Go through the entries below and copy each line that holds the word "lines".

(Beginning of INFORMATION)

PR #182, opened 2023-05-03
refactor(pack): require neo-tree later in typescript

pipex:
This allows neo-tree to be disabled by overrriding the config and allow the plugin to keep working.

### DIFF
--- a/lua/astrocommunity/pack/typescript/typescript.lua
+++ b/lua/astrocommunity/pack/typescript/typescript.lua
@@ -1,5 +1,4 @@
 local utils = require "astronvim.utils"
-local events = require "neo-tree.events"
 
 local function on_file_remove(args)
   local ts_clients = vim.lsp.get_active_clients { name = "tsserver" }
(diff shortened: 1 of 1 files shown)


mehalter (commented):
Does this actually work the way you think it does? Have you tested it? This won't change the order in which things are loaded with `require` because of the structure of the file the `require` will be loaded immediately no matter the `opts` being overridden or not

pipex:
No, sorry, I have not yet tested this (I am still trying to figure out how to test from a fork). I’ll rework the PR to try to figure out how to do this.

mehalter:
@pipex you should be able to replace the `opts = { ... }` with this:

```lua
  opts = function(_, opts)
    local events = require "neo-tree.events"
    opts.event_handlers = {
      {
        event = events.FILE_MOVED,
        handler = on_file_remove,
      },
      {
        event = events.FILE_RENAMED,
        handler = on_file_remove,
      },
    }
  end,
```

to achieve what you want

mehalter (approved):
LGTM! Also for anyone that comes across this PR @pipex is the real deal. I used to work with this guy and certifiable genius!! ❤️

PR #189, opened 2023-05-05
Added Nord ColorScheme

sarvex:
feat: Added nord colorscheme with sensible defaults


sarvex:
Closed because existing PR exists

PR #190, opened 2023-05-07
fix(completion): use list_insert_unique in copilot-lua

owittek:


mehalter:
This doesn't make any sense. Please read the doc strings for what this function does. This is only relevant for list like tables. For something like this where everything is keyed, the merging of options works just fine.

PR #215, opened 2023-05-23
feat(pack): add typescript.nvim code actions

rafaelderolez:
This PR adds [typescript.nvim](https://github.com/jose-elias-alvarez/typescript.nvim#null-ls)'s code-actions to null-ls.


mehalter (approved):
LGTM

PR #515, opened 2023-08-10
fix(rust): Lazy load crates.nvim on BufRead Cargo.toml event

Uzaaft:
## 📑 Description

Lazy load `crates.nvim` when Cargo.toml is loaded


owittek (approved):
LGTM

PR #516, opened 2023-08-10
feat(cpp): only load `clangd_extensions` when `clangd` attaches

mehalter:
## 📑 Description

This improves the loading of `clangd_extensions` by making it only load when clangd actually attaches to a buffer rather than just loading it on file types.


A-Lamia (approved):

A-Lamia:
LGTM!

PR #518, opened 2023-08-12
fix noice-nvim warning by disable lsp signature of noice-nvim

t1gu1:
## 📑 Description

I got a warning when I was opening my nvim.
I disable the signature and the warning is gone and I see no difference.

Here the warning
image

### DIFF
--- a/lua/astrocommunity/utility/noice-nvim/init.lua
+++ b/lua/astrocommunity/utility/noice-nvim/init.lua
@@ -22,6 +22,10 @@ return {
           ["vim.lsp.util.stylize_markdown"] = true,
           ["cmp.entry.get_documentation"] = true,
         },
+
+        signature = {
+          enabled = false,
+        },
       },
       presets = {
         bottom_search = true, -- use a classic bottom cmdline for search


Uzaaft:
> ## 📑 Description
> I got a warning when I was opening my nvim. I disable the signature and the warning is gone and I see no difference.
> 
> Here the warning image

This error is most likely due to another plugin.

Uzaaft:
See if you get an error with checkhealth.
But this is most likely a bug with your config that causes this error to happen.

t1gu1:
I do not have error with checkhealth.

Looks like if I disable this astrocommunity plugin: (lsp-signature-nvim)
https://github.com/AstroNvim/astrocommunity/blob/main/lua/astrocommunity/lsp/lsp-signature-nvim/init.lua
Then I don't get the error with noice-nvim.

But why do you want the lsp enable with noice?

@Uzaaft  What's you proposition to fix this warning between these 2 AstroCommunity plugins?

Uzaaft:
Follow what the error say. Disable one of them or set the variable to false. :)

PR #524, opened 2023-08-17
feat(pack): java. enable niceities with jdtls and downloading source …

jay-babu:
…code from libraries

## 📑 Description

enable niceities with jdtls and downloading source code from libraries

### DIFF
--- a/lua/astrocommunity/pack/java/init.lua
+++ b/lua/astrocommunity/pack/java/init.lua
@@ -81,7 +81,45 @@ return {
         },
         root_dir = root_dir,
         settings = {
-          java = {},
+          java = {
+            eclipse = {
+              downloadSources = true,
+            },
+            configuration = {
+              updateBuildConfiguration = "interactive",
+            },
+            maven = {
+              downloadSources = true,
+            },
+
+            implementationsCodeLens = {
+              enabled = true,
+            },
+            referencesCodeLens = {
+              enabled = true,
+            },
+          },
+          signatureHelp = {
+
+            enabled = true,
+          },
+          completion = {
+            favoriteStaticMembers = {
+              "org.hamcrest.MatcherAssert.assertThat",
+              "org.hamcrest.Matchers.*",
+              "org.hamcrest.CoreMatchers.*",
+              "org.junit.jupiter.api.Assertions.*",
+              "java.util.Objects.requireNonNull",
+              "java.util.Objects.requireNonNullElse",
+              "org.mockito.Mockito.*",
+            },
+          },
+          sources = {
+            organizeImports = {
+              starThreshold = 9999,
+              staticStarThreshold = 9999,
+            },
+          },
         },
         init_options = {
           bundles = {


Uzaaft:
@AstroNvim/astrocommunity-maintainers Anyone of you who uses Java, and thinks this should be added into the pack?
Imo it seems like something that should be enabled by the user, not by the pack.

owittek:
Didn't we have something similar with the rust lsp where we were planning to just add it to the readme? But if you ask me we can just merge it and if anyone complains it can still be removed

Uzaaft:
> Didn't we have something similar with the rust lsp where we were planning to just add it to the readme? But if you ask me we can just merge it and if anyone complains it can still be removed

We added that actually, lsp-settings.
Up to you hehe, if you want to go ahead and merge this one

jay-babu:
@owittek @Uzaaft what will it take to get this merged?

Uzaaft:
> Contributor

My view is that these changes might be considered as **too opinionated** for someone who uses Java, so I'm just letting it stay until one of the more java savy maintainers take a look.

bubuntux:
the star import and static imports seems very opinionated i do agree with it, but i know of a lot of projects/companies that do not agree with it, i would argue that would be better leave it off the pack

jay-babu:
> the star import and static imports seems very opinionated i do agree with it, but i know of a lot of projects/companies that do not agree with it, i would argue that would be better leave it off the pack

Instead of worrying about what other projects/companies would like, can we focus on the astrocommunity and what they want?

PS, I've worked at fairly large companies and they have this rule. I am okay with removing what seems too opinionated, but I ask that this is inline with the astrocommunity wants not what other projects would do. Most of the PR is just enabling features that provide more information. there isn't much else happening. The star imports just ensures [LOD](https://en.wikipedia.org/wiki/Law_of_Demeter), so it shouldn't be an issue

Uzaaft:
> > the star import and static imports seems very opinionated i do agree with it, but i know of a lot of projects/companies that do not agree with it, i would argue that would be better leave it off the pack
> 
> Instead of worrying about what other projects/companies would like, can we focus on the astrocommunity and what they want?
> 
> PS, I've worked at fairly large companies and they have this rule. I am okay with removing what seems too opinionated, but I ask that this is inline with the astrocommunity wants not what other projects would do. Most of the PR is just enabling features that provide more information. there isn't much else happening. The star imports just ensures [LOD](https://en.wikipedia.org/wiki/Law_of_Demeter), so it shouldn't be an issue

Astrocommunity tries to provide a ***sane and sensible*** default. Not sure if this qualifies as that, but I'll let another Java using maintainer be the judge of that.

owittek:
Personally I'm fine with it, people can always check the sources if something seems wrong for them and PR changes or override it in their config

sjcobb2022:
As the person who made this pack, this seems fine if everyone is alright with it. Definitely seem like some sane defaults.

I mean it's all overrideable anyway, as the user can configure it however they like through the opts :)).

owittek:
I'll just go ahead and merge this then, I see the benefit of having sane defaults and there's always the possibility to dispute this decision

owittek (approved):
LGTM!

PR #526, opened 2023-08-20
fix(bufferline-nvim): fix neo-tree offset

fynnfluegge:
## 📑 Description

I noted that the neo-tree offset was not applied after switching to bufferline.nvim from astrocommunity. Seems that I missed the `options` struct when copy paste from my local bufferline config in this PR https://github.com/AstroNvim/astrocommunity/pull/510 😅

### DIFF
--- a/lua/astrocommunity/bars-and-lines/bufferline-nvim/init.lua
+++ b/lua/astrocommunity/bars-and-lines/bufferline-nvim/init.lua
@@ -3,12 +3,14 @@ return {
     "akinsho/bufferline.nvim",
     event = "VeryLazy",
     opts = {
-      offsets = {
-        {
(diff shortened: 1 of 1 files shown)


Uzaaft:
> ## 📑 Description
> I noted that the neo-tree offset was not applied after switching to bufferline.nvim from astrocommunity. Seems that I missed the `options` struct when copy paste from my local bufferline config in this PR #510 😅

Do you have images of before and after?

fynnfluegge:
> Do you have images of before and after?

before:
Screenshot 2023-08-20 at 12 04 56
after:
Screenshot 2023-08-20 at 12 04 42

Uzaaft (approved):

PR #528, opened 2023-08-21
feat(git): add blame.nvim

fynnfluegge:
## 📑 Description

Adds [blame.nvim](https://github.com/FabijanZulj/blame.nvim), a fugitive style git blame visualizer:

Screenshot 2023-08-21 at 12 31 59

### DIFF
--- a/lua/astrocommunity/git/blame-nvim/README.md
+++ b/lua/astrocommunity/git/blame-nvim/README.md
@@ -2,6 +2,6 @@
 
 Neovim fugitive style git blame plugin
 
-**Repository**: https://github.com/FabijanZulj/blame.nvim
+**Repository**: <https://github.com/FabijanZulj/blame.nvim>
 
 Adds git blame visualizer.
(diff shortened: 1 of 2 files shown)


Uzaaft (dismissed):

lua/astrocommunity/git/blame-nvim/README.md
```diff
@@ -0,0 +1,7 @@
+# blame.nvim
+
+Neovim fugitive style git blame plugin
+
+**Repository**: https://github.com/FabijanZulj/blame.nvim
```
Uzaaft, line 5: this url needs to be between < >

luxus:
the benefit of this is compare to the build in one is that we can see all blames and not only for the correct line?

fynnfluegge:
> the benefit of this is compare to the build in one is that we can see all blames and not only for the correct line?

yep, it is just for showing all blames for the whole file in a separate view, toggle by `:ToggleBlame`

PR #535, opened 2023-08-24
perf(cmp-cmdline): lazy load

meijieru:
## 📑 Description

Lazy load `cmp-cmdline`, for faster startup time.

## ℹ Additional Information

Original implementation load `cmp` at startup.

### DIFF
--- a/lua/astrocommunity/completion/cmp-cmdline/init.lua
+++ b/lua/astrocommunity/completion/cmp-cmdline/init.lua
@@ -1,22 +1,28 @@
-local cmp = require "cmp"
-
 return {
   "hrsh7th/cmp-cmdline",
-  lazy = false,
-  opts = {
-    mapping = cmp.mapping.preset.cmdline(),
-    sources = cmp.config.sources({
-      { name = "path" },
-    }, {
-      {
-        name = "cmdline",
-        option = {
-          ignore_cmds = { "Man", "!" },
+  opts = function()
+    local cmp_mapping = require "cmp.config.mapping"
+    local cmp_sources = require "cmp.config.sources"
+
+    return {
+      mapping = cmp_mapping.preset.cmdline(),
+      sources = cmp_sources({
+        { name = "path" },
+      }, {
+        {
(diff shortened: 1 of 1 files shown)


lua/astrocommunity/completion/cmp-cmdline/init.lua
```diff
@@ -1,22 +1,31 @@
...
+    },
+    config = function(_, opts) require("cmp").setup.cmdline(":", opts) end,
+  },
+  {
+    "nvim-cmp",
+    event = { "CmdlineEnter" },
+    dependencies = {
+      "cmp-cmdline",
+    },
   },
```
Uzaaft, line 30: Why do you have this?

meijieru: Otherwise, the `cmp-cmdline` won't get loaded.

Uzaaft: I believe that's the incorrect way to do it.
Instead, you should make `nvim-cmp` a dependency of `cmp-cmdline`, and make `cmp-cmdline` load on CmdLineEnter.

meijieru: fixed.

lua/astrocommunity/completion/cmp-cmdline/init.lua
```diff
@@ -1,22 +1,28 @@
...
+      mapping = cmp_mapping.preset.cmdline(),
+      sources = cmp_sources({
+        { name = "path" },
+      }, {
+        {
+          name = "cmdline",
+          option = {
+            ignore_cmds = { "Man", "!" },
+          },
         },
```
Uzaaft, line 17: Any particular reason why you changed the opts to a function?

meijieru: That's for further lazy loading the `cmp_sources` & `cmp_mappings`.

Uzaaft (approved):

PR #551, opened 2023-09-01
fix(python): Adds Imports Sorting with isort to the Python Pack

WaelKarkoub:
## 📑 Description

It's a common way to sort Python imports on save. `ruff_lsp` could be used to sort the imports the exact same way through code actions, but I'm not sure how to do that on file save.


Uzaaft (changes requested):
Please add isort to the readme as well.

WaelKarkoub:
@Uzaaft just updated the readme :heavy_check_mark:

Uzaaft (approved):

(End of INFORMATION)

> SOLVED EXERCISE
--- a/lua/astrocommunity/bars-and-lines/bufferline-nvim/init.lua
+++ b/lua/astrocommunity/bars-and-lines/bufferline-nvim/init.lua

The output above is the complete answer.